In this work we consider a specific hybrid robot and analyze its ability to lift weight, in a minimal amount of time. The final aim, though, is to maximize the weight lifting ability of this robot, while satisfying constraints of physical bounds (e. g., maximum allowable motors’ torque, current or power).
It is important to note that the serial part of our robot has four degrees of freedom (4 DOFs), and the parallel part has 3 DOFs. Such a structure may (vaguely) resemble a weightlifting athlete.
First, we calculated, analytically, the kinematics and dynamics of the serial and parallel parts separately. For the dynamics of the parallel part, we used constrained Lagrange equations. Next, we verified our calculations with two numeric simulations: one based on the equations we formulated, and the other based on MATLAB's “SimMechanics” simulator. Obtaining the same results from two independent methods has proven that the mathematical analysis is correct.
Following the verifications of the kinematics and dynamics for both parts of the hybrid robot, we connected the two parts in the “SimMechanics” simulator, and gained a fully verified simulator of the entire hybrid robot. We then used Matlab’s constrained optimization function, Fmincon, to find the optimal path in which a weight can be lifted in minimum time while satisfying physical constraints on the motors’ power, while avoiding configurations of kinematic singularity.
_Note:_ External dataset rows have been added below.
PR #18, opened 2020-05-16
Pass the native event object along where applicable

### LINKED ISSUE #16: Pass the native event object in the detail of some custom events
For instance, a selection of a chip should have the following detail object: `{ value, checked, nativeEvent }`.

The rename of `event` to `nativeEvent` is made to make the `event.detail.event` access chain less awkward.

illright:
Closes #16

### DIFF
--- a/src/chip/radio-chip.svelte
+++ b/src/chip/radio-chip.svelte
@@ -27,7 +27,7 @@
     type="radio"
     class={inputClass}
     {disabled}
-    on:change={() => dispatch('change', value)}
+    on:change={() => dispatch('change', { value, nativeEvent: e })}
     {...$$restProps}
   />
   <div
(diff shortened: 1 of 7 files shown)


src/chip/radio-chip.svelte
```diff
@@ -27,7 +27,7 @@
     type="radio"
     class={inputClass}
     {disabled}
-    on:change={() => dispatch('change', value)}
+    on:change={() => dispatch('change', { value, nativeEvent: e })}
```
aabounegm, line 30: Where is `e` coming from? You forgot to capture it in the argument list

src/radio-button/radio-button.svelte
```diff
@@ -26,7 +26,7 @@
     type="radio"
     class={inputClass}
     {disabled}
-    on:change={() => dispatch('change', value)}
+    on:change={() => dispatch('change', { value, nativeEvent: e })}
```
aabounegm, line 29: Again, `e` not defined

PR #22, opened 2020-05-18
Dots

illright:


src/dot/dot.svelte
```diff
@@ -0,0 +1,28 @@
...
+  export { _class as class };
+
+  export let info = false;
+  export let attention = false;
+  export let danger = false;
+  export let success = false;
+
+  export let small = false;
+
+  if (info + attention + success > 1) {
```
aabounegm, line 14: Why not checking for `danger` as well?

illright: Because I forgot)

illright:
Yeah, that'd require `style`.

PR #24, opened 2020-05-18
Typography

illright:


demo/App.svelte
```diff
@@ -31,7 +33,10 @@
   let colorItem = colorItems[1].value;
 </script>
 
+<a href="https://googles.com">say my name</a>
```
aabounegm, line 36: Not sure if you meant Google, but this website seems cool as well 😆

illright: Nope, I deliberately wanted something that my browser didn't visit before)

illright:
> I would have preferred if they were just global classes people can apply to anything and not actual useless components, although I like the idea of enforcing semantics.

The idea of global classes doesn't go well with the approach of scoped component CSS philosophy. That might have been more flexible, but let's be consistent. And semantics, yeah.

> Also, why support only h1 through h3 while HTML has up to h6?

Technically, we only have styles for up to 3 headings, the rest are not frequent at all, and can be styled on demand by the library users themselves. Especially to discourage those (like the past me) who use only `<h5>` and `<h6>` just because they are __small__

PR #25, opened 2020-05-18
Accordions

illright:


src/accordion/accordion-section.svelte
```diff
@@ -0,0 +1,37 @@
...
+  import classes from '../_utils/classes.js';
+
+  let _class = null;
+  export { _class as class };
+
+  export let label = null;
+  export let open = false;
+
+  const selfControl = {
+    close() {
```
aabounegm, line 13: So there is `close` and `toggle` but not `open`?

src/accordion/accordion-section.svelte
```diff
@@ -0,0 +1,37 @@
...
+      open = false;
+    },
+    toggle() {
+      if (!open) {
+        dispatch('panel-open', selfControl);
```
aabounegm, line 18: Why not dispatching when it is closed as well? Also, where is the native event?

src/accordion/accordion-section.svelte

Finally, in order to evaluate the contribution of the parallel base, we compared the obtained solution to the solution of the same problem in which only the serial part is participating. The results of this comparison showed that the hybrid robot has 9.57% better performances than the serial robot, and the best performance in both cases was obtained from paths which were similar to those applied by weightlifters, when they use one arm to lift the weights.